Things are really getting interesting as the CPI inflation numbers continue their downward trajectory. The various economy metrics we like to track in this newsletter have been favorable in recent weeks. We can see that reflected in the rapid decline of the 10 year treasury yield. That is our main indicator to help track where the 30 year mortgage rate is going. The 10 year was just two weeks ago touching 5%, and as of today we have broken below 4.5%. On top of that, the projections for a Fed Funds rate increase in December has crashed from a probability of 30% to 0%. Mortgage rates should respond in kind. Will we see fluctuations? Of course, but my hope and the most welcome change would be a lack of volatility in the mortgage rate market. This will help real estate participants become more comfortable with their estimates and numbers. It has been common in recent months for a buyer to wake up not being able to afford the house they wanted to make an offer on, or were already in contract and they didn't do a rate lock!

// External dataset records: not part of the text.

PR #3582, opened 2021-02-19
get-github-actions-status: add new script

alltilla:
This will be used to poll the status of the GitHub Actions jobs in the Jenkins dashboard.

### DIFF
--- a/contrib/get-github-actions-status.py
+++ b/contrib/get-github-actions-status.py
@@ -1,0 +1,53 @@
+#!/bin/env python3
+
+import json
+import sys
+import urllib.parse
+import urllib.request
+from time import sleep
+
+
+def get_workflow_runs(workflow):
+    url = "https://api.github.com/repos/syslog-ng/syslog-ng/actions/workflows/{}.yml/runs?branch=master".format(workflow)
+    request = urllib.request.Request(url, None, {})
+    try:
+        with urllib.request.urlopen(request) as response:
+            binary_response = response.read()
+    except urllib.error.HTTPError:
+        print('"' + workflow + '" is not a valid workflow. See .github/workflows/')
+        sys.exit(1)
+
+    runs = json.loads(binary_response.decode())["workflow_runs"]
+    if len(runs) == 0:
+        print('No runs have been executed of "' + workflow + '" yet.')
+        sys.exit(1)
+
+    return runs
+
+
+def main():
+    workflow = sys.argv[1]
+    while True:
+        runs = get_workflow_runs(workflow)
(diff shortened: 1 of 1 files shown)


kira-syslogng:
Build SUCCESS

contrib/get-github-actions-status.py
```diff
@@ -0,0 +1,44 @@
...
+    with urllib.request.urlopen(request) as response:
+        binary_response = response.read()
+
+    return json.loads(binary_response.decode())["workflow_runs"]
+
+
+def main():
+    workflow = sys.argv[1]
+    while True:
+        runs = filter(lambda run: run["name"] == workflow, get_all_runs())
```
gaborznagy, line 22: You can save the usage of `filter()` if you query the specific github actions:
https://docs.github.com/en/rest/reference/actions#list-workflow-runs
e.g. `https://api.github.com/repos/syslog-ng/syslog-ng/actions/workflows/devshell.yml/runs`

contrib/get-github-actions-status.py
```diff
@@ -0,0 +1,44 @@
...
+        latest_run = max(runs, key=lambda run: run["updated_at"])
```
gaborznagy, line 23: minor improvement idea for input validation: if the `workflow` is not found in the list of github workflows, then the call to `max()` returns a ValueError. 

`get_all_runs` could have some error handling or an input validation after the `filter()`

gaborznagy (approved):
I have minor suggestions, looks good to me!

Thanks!

contrib/get-github-actions-status.py
szemere: note: I tried to simplify it further by using the "per_page" attribute in the query. My tests shows that it will return the latest run, which will simplify the code, and reduce the amount of transferred data. However there is no mention of any ordering in the API documentation :( So no luck there.

Otherwise LGTM!

contrib/get-github-actions-status.py
alltilla: Thanks, this is much better! :)

contrib/get-github-actions-status.py
alltilla: @gaborznagy I added the necessary checks, which happened to be different after changing the API, but I think they serve the same purpose, as you mentioned.

@szemere Yes, I also had the same observation as you, but no definite thing in the documentation. I prefer to keep the `max` logic.

gaborznagy (approved):

kira-syslogng:
Build SUCCESS

szemere (approved):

On to the 3rd week market update numbers. There's a few more homes on the market then the previous month, but nothing crazy. There still aren't a lot of options out there, but the ones that are out there have been sticking around awhile and would probably take a lower offer, be open to a seller credit or a rate buydown scenario. Otherwise, they may be closing up shop soon choosing to wait until Spring to relist. I'm advising my clients interested in selling to take their time if they can and list around February.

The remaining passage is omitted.